▶ Saved data entries
++++++
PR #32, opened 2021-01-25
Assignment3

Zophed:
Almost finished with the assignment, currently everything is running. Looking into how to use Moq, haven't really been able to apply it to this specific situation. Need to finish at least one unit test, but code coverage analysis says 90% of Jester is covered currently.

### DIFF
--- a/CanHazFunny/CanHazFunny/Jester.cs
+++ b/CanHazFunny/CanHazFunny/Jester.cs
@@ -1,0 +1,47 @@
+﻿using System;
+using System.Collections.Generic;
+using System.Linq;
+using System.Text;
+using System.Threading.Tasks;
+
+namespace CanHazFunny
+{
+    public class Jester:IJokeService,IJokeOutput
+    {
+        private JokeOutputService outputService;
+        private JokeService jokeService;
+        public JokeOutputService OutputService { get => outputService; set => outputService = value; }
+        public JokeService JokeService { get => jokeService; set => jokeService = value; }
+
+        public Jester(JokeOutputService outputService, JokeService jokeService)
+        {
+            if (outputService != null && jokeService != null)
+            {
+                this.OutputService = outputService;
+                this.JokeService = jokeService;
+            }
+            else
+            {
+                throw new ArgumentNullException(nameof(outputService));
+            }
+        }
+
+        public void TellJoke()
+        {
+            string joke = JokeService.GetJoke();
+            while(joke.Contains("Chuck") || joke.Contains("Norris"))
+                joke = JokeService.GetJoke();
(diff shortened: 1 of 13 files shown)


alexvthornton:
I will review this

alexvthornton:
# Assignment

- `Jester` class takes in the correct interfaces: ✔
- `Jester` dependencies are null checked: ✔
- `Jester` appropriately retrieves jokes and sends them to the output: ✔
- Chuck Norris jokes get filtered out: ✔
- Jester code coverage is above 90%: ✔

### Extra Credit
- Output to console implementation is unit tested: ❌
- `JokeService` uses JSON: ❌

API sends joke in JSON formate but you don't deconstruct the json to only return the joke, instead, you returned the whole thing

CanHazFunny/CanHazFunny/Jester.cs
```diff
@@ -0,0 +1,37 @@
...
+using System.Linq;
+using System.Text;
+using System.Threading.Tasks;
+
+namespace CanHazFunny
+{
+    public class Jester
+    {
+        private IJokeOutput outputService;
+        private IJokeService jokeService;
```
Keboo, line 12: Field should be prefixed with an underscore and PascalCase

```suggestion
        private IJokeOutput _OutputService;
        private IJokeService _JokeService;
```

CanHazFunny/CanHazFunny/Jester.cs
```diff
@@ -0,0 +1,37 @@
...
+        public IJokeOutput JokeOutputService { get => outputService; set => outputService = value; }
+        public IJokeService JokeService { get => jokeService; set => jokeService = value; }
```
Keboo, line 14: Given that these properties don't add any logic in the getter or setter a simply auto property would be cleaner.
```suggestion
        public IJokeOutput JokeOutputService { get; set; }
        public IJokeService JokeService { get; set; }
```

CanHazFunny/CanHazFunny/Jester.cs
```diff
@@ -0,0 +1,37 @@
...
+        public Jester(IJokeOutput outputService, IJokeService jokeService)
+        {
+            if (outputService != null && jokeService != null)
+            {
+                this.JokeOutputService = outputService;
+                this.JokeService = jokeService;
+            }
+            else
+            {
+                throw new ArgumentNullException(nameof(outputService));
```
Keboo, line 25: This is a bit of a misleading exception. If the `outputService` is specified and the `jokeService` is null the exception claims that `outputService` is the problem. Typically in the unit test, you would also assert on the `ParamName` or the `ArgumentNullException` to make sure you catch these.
++++++
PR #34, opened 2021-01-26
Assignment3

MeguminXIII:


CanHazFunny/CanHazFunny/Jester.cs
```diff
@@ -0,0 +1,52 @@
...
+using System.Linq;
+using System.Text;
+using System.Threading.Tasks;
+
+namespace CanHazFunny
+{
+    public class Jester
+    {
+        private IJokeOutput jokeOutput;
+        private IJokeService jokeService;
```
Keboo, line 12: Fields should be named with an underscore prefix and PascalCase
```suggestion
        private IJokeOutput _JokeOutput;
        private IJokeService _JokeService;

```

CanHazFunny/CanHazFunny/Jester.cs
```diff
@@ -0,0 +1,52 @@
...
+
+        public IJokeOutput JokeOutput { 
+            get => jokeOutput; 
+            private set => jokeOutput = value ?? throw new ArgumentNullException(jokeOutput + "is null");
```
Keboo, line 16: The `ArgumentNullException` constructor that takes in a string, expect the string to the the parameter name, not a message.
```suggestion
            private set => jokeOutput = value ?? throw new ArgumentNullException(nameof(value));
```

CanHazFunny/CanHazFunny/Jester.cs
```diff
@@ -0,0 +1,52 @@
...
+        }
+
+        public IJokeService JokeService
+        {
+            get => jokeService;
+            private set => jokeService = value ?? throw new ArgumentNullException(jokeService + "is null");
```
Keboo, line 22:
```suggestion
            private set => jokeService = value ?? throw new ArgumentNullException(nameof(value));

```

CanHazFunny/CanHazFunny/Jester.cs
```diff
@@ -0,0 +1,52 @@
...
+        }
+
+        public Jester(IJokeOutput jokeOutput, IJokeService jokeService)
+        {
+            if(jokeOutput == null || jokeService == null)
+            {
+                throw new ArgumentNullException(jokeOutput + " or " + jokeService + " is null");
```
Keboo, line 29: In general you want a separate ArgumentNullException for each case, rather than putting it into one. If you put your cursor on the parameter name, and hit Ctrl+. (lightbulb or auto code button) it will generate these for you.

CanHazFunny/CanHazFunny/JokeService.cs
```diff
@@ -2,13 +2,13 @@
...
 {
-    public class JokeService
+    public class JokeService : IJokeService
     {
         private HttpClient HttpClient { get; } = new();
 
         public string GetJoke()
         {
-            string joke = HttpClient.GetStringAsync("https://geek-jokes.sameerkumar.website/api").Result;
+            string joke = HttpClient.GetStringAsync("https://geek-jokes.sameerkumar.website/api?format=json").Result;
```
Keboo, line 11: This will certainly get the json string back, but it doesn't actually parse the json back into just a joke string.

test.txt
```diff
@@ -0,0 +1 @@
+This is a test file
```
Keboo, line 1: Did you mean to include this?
++++++
▶ PROMPT
Transcribe, exactly and without additions, the lines of the records above, beginning with the line that contains "# Assignment" and ending with the line that contains "### Extra Credit", both included.

▶ EXERCISE OUTPUT
# Assignment

- `Jester` class takes in the correct interfaces: ✔
- `Jester` dependencies are null checked: ✔
- `Jester` appropriately retrieves jokes and sends them to the output: ✔
- Chuck Norris jokes get filtered out: ✔
- Jester code coverage is above 90%: ✔

### Extra Credit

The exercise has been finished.